(What to work on)
Search the data below for the string "showPermissionMessage". Extract every line that contains it.

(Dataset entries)

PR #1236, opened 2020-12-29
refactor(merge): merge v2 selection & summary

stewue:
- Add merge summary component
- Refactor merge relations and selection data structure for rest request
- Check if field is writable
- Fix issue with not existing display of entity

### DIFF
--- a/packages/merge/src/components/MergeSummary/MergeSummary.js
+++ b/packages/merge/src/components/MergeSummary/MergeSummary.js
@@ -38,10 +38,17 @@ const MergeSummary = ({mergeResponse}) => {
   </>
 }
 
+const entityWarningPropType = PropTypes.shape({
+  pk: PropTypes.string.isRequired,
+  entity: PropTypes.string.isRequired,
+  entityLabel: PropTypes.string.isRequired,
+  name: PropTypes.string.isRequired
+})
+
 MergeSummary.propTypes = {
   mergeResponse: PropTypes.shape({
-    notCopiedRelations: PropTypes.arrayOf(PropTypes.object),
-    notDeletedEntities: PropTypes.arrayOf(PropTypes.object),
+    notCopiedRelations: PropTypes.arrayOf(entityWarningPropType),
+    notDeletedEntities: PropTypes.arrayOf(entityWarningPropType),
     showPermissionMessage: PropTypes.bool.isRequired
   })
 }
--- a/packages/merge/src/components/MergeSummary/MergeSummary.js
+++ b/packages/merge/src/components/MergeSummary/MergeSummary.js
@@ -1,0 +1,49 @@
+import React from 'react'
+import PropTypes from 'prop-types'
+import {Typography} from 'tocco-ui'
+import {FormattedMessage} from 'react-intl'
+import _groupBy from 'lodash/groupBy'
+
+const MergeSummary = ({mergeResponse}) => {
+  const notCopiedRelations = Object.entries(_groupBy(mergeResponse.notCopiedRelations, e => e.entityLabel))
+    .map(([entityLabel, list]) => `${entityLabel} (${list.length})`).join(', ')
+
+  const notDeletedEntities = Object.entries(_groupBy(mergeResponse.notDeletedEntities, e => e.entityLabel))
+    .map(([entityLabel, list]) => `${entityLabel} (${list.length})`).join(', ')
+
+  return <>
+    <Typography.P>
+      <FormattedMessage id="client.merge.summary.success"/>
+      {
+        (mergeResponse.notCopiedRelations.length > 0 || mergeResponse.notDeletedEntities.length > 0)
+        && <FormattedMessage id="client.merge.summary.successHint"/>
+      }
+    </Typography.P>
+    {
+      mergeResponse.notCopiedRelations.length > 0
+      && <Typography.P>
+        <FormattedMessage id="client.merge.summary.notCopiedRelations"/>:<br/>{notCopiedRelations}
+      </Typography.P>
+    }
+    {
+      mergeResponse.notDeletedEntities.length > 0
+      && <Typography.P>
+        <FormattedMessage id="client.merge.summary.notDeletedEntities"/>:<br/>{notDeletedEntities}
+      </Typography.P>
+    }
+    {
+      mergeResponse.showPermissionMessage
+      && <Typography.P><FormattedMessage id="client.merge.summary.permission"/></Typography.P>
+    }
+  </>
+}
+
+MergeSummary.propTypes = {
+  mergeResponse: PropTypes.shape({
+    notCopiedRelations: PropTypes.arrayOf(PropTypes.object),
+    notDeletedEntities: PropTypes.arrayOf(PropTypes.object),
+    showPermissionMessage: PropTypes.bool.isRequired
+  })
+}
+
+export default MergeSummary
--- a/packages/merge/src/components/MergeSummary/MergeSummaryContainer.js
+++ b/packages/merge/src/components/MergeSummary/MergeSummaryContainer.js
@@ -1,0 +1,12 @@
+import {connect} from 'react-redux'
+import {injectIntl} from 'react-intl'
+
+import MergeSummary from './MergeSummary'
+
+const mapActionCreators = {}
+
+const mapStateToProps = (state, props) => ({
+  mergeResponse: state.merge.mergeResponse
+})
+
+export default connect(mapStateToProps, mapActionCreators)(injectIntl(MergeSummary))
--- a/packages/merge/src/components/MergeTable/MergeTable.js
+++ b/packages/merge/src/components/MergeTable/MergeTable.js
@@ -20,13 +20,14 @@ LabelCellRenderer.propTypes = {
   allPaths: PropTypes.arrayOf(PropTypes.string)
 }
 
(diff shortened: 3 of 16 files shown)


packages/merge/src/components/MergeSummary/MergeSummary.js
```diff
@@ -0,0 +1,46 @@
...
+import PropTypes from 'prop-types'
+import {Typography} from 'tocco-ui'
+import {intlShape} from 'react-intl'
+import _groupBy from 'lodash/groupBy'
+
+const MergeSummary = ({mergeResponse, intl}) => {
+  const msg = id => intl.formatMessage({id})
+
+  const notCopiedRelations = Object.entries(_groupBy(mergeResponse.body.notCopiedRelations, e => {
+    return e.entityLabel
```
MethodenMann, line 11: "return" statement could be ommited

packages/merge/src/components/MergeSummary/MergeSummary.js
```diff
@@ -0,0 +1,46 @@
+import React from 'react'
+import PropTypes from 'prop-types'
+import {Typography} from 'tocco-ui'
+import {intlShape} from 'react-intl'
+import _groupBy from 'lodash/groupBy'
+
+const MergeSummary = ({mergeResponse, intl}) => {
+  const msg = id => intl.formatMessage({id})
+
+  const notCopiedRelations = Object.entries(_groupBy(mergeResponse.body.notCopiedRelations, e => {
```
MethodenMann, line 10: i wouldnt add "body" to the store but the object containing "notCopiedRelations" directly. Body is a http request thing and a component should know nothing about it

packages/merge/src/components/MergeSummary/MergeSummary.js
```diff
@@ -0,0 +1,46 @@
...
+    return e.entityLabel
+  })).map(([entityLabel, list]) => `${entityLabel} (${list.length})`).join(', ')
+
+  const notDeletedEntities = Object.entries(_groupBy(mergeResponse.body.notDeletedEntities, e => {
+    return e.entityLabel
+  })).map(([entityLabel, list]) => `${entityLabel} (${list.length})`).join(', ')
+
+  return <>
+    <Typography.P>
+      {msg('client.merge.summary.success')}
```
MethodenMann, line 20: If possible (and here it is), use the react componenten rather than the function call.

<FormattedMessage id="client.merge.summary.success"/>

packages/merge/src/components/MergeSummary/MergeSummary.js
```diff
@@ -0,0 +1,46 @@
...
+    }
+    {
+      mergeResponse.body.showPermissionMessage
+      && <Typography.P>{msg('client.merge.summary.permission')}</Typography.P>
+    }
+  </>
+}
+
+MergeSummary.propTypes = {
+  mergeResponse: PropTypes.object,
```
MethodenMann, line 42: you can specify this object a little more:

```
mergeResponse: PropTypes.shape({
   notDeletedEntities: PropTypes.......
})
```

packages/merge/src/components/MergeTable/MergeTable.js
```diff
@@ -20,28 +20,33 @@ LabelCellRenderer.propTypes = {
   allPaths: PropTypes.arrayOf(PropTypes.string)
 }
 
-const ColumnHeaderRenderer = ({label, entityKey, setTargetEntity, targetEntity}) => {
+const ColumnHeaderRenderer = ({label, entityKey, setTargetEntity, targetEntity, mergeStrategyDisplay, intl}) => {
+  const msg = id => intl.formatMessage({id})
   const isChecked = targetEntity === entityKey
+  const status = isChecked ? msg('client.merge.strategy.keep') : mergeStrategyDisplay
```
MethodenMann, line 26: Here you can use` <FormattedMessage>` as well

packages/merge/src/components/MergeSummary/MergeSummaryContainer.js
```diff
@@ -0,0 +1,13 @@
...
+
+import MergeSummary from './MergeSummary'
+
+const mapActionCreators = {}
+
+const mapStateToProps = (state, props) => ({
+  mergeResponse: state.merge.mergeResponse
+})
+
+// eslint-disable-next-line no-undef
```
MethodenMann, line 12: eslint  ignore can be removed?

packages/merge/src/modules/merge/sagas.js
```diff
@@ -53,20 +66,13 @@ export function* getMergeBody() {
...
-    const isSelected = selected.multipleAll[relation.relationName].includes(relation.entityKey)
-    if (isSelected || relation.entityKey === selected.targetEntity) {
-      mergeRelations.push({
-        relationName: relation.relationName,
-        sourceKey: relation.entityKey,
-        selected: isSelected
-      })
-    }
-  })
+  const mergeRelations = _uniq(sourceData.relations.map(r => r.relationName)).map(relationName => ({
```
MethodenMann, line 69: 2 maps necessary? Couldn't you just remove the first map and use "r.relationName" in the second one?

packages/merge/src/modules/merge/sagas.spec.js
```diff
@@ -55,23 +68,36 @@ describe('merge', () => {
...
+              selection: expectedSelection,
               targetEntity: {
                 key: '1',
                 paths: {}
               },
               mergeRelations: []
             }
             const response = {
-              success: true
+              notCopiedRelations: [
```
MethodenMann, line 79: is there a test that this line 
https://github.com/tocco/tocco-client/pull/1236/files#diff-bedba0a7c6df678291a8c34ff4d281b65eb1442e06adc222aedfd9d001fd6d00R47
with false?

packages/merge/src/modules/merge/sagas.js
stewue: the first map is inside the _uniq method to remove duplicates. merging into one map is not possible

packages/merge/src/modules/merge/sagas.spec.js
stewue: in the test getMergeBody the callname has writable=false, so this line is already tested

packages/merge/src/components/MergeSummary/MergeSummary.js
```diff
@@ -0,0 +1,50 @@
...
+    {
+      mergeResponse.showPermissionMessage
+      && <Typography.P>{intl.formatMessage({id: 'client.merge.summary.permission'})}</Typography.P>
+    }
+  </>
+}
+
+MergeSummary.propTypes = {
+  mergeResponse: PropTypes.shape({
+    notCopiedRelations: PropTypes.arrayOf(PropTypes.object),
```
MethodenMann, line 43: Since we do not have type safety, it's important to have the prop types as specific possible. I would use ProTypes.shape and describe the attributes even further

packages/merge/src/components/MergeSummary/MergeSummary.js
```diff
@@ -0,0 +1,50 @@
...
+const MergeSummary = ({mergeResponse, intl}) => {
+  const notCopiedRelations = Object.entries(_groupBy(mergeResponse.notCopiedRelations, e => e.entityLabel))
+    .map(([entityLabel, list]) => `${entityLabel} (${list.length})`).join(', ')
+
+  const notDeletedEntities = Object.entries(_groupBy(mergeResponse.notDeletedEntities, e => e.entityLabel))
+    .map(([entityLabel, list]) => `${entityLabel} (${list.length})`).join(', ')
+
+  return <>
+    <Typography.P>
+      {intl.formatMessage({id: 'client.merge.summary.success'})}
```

--

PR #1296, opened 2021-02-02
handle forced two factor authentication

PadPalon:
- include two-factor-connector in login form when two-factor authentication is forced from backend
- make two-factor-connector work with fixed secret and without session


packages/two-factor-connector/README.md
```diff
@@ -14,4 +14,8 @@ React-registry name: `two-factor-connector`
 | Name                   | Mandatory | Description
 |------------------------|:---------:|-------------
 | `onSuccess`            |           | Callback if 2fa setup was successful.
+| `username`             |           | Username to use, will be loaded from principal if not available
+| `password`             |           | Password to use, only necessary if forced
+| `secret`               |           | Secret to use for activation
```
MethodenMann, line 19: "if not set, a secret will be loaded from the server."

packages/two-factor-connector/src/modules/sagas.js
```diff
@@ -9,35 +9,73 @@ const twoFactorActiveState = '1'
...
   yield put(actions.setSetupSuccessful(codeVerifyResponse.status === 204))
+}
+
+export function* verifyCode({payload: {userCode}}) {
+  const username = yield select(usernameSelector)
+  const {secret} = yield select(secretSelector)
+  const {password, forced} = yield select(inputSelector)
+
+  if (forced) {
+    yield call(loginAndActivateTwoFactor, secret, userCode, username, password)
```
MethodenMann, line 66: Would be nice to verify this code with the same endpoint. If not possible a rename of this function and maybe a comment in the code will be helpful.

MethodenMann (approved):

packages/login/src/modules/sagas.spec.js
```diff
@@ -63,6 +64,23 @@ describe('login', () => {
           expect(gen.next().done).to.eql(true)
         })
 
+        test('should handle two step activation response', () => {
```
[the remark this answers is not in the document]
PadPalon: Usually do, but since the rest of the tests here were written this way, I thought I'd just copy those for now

(Result)
     showPermissionMessage: PropTypes.bool.isRequired
+      mergeResponse.showPermissionMessage
+    showPermissionMessage: PropTypes.bool.isRequired
+      mergeResponse.body.showPermissionMessage
+      mergeResponse.showPermissionMessage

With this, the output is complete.